■ **HOW TO COMPLETE THIS TASK**
Only the lines from the first line of the records through the line containing "from bigdl.nano.pytorch.lightning import" belong in the answer. Copy them exactly.

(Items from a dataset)
.....

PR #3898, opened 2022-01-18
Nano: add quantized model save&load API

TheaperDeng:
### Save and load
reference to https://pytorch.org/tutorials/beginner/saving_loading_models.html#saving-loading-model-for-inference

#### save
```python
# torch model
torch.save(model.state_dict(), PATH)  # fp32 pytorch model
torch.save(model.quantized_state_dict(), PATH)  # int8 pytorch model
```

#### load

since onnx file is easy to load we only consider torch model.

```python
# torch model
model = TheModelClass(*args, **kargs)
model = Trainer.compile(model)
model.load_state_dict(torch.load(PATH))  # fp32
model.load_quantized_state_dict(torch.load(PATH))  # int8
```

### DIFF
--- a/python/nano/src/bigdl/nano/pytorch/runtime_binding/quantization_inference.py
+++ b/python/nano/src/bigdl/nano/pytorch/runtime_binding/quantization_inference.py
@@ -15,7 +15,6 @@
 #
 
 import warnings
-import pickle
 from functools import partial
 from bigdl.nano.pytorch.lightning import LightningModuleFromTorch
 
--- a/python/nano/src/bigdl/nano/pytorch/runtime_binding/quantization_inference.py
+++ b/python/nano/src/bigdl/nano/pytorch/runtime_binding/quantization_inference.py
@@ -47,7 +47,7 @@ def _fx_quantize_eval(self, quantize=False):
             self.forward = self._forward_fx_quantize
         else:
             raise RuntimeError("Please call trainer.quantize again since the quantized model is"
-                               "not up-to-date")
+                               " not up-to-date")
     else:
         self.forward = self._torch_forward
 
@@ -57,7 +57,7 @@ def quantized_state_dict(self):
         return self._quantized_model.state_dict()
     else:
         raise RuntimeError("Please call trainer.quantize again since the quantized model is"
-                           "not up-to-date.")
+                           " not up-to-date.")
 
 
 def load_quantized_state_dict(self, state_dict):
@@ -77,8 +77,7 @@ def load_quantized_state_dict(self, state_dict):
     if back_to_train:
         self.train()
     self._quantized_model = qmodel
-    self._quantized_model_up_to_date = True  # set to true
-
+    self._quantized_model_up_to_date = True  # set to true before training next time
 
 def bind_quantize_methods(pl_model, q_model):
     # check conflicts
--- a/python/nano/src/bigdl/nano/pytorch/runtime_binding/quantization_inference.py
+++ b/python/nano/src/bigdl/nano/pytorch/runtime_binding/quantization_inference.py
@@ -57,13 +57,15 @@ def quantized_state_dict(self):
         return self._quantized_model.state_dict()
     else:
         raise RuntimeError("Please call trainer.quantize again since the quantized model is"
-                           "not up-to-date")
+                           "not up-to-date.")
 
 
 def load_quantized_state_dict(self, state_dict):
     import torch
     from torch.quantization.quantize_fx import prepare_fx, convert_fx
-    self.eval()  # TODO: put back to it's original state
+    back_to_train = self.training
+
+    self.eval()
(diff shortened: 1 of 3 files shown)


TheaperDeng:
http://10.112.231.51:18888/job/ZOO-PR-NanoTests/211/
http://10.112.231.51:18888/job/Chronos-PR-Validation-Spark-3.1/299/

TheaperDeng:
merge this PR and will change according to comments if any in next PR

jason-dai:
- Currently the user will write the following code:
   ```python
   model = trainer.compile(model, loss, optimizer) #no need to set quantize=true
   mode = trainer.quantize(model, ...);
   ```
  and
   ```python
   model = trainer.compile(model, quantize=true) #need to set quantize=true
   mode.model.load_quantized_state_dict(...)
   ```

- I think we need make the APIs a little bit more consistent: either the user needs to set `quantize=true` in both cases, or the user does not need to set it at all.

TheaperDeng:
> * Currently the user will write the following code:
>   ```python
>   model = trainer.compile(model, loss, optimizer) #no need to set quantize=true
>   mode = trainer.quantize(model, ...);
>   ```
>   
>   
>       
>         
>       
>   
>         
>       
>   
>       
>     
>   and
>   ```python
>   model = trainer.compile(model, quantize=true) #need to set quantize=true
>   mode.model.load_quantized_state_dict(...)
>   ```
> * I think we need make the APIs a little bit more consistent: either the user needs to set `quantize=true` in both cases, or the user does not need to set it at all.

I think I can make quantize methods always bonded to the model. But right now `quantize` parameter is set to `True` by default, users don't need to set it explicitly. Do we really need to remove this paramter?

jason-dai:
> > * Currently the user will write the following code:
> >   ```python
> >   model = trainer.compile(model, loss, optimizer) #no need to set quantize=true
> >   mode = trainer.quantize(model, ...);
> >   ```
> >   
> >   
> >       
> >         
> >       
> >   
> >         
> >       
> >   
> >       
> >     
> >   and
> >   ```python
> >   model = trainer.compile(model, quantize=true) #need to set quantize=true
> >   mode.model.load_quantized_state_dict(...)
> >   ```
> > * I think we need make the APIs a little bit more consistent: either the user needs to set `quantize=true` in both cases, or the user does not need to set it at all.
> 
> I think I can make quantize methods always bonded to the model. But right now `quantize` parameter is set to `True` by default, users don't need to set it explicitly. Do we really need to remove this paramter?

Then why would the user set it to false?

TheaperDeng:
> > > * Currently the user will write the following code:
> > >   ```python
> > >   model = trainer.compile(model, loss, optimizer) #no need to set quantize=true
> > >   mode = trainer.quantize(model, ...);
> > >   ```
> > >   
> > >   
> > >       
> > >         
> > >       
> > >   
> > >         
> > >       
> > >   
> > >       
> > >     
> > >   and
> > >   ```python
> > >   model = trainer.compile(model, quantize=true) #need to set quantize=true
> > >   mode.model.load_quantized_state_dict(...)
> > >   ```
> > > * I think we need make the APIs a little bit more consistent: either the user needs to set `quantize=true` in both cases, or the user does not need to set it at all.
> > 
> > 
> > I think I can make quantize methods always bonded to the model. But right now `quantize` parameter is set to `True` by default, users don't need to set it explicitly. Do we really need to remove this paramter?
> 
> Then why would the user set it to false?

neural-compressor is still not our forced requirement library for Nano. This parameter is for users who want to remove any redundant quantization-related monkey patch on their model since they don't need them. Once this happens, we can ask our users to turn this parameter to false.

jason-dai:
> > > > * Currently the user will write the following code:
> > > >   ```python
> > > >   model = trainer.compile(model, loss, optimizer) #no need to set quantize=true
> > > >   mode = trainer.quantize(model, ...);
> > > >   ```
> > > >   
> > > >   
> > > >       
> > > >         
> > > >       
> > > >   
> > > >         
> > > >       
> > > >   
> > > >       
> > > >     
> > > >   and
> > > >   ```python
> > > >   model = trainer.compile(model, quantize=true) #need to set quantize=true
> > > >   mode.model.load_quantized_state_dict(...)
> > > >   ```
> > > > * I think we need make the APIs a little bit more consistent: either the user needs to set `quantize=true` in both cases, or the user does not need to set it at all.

.....

■ **COMPLETED EXERCISE**
PR #3898, opened 2022-01-18
Nano: add quantized model save&load API

TheaperDeng:
### Save and load
reference to https://pytorch.org/tutorials/beginner/saving_loading_models.html#saving-loading-model-for-inference

#### save
```python
# torch model
torch.save(model.state_dict(), PATH)  # fp32 pytorch model
torch.save(model.quantized_state_dict(), PATH)  # int8 pytorch model
```

#### load

since onnx file is easy to load we only consider torch model.

```python
# torch model
model = TheModelClass(*args, **kargs)
model = Trainer.compile(model)
model.load_state_dict(torch.load(PATH))  # fp32
model.load_quantized_state_dict(torch.load(PATH))  # int8
```

### DIFF
--- a/python/nano/src/bigdl/nano/pytorch/runtime_binding/quantization_inference.py
+++ b/python/nano/src/bigdl/nano/pytorch/runtime_binding/quantization_inference.py
@@ -15,7 +15,6 @@
 #
 
 import warnings
-import pickle
 from functools import partial
 from bigdl.nano.pytorch.lightning import LightningModuleFromTorch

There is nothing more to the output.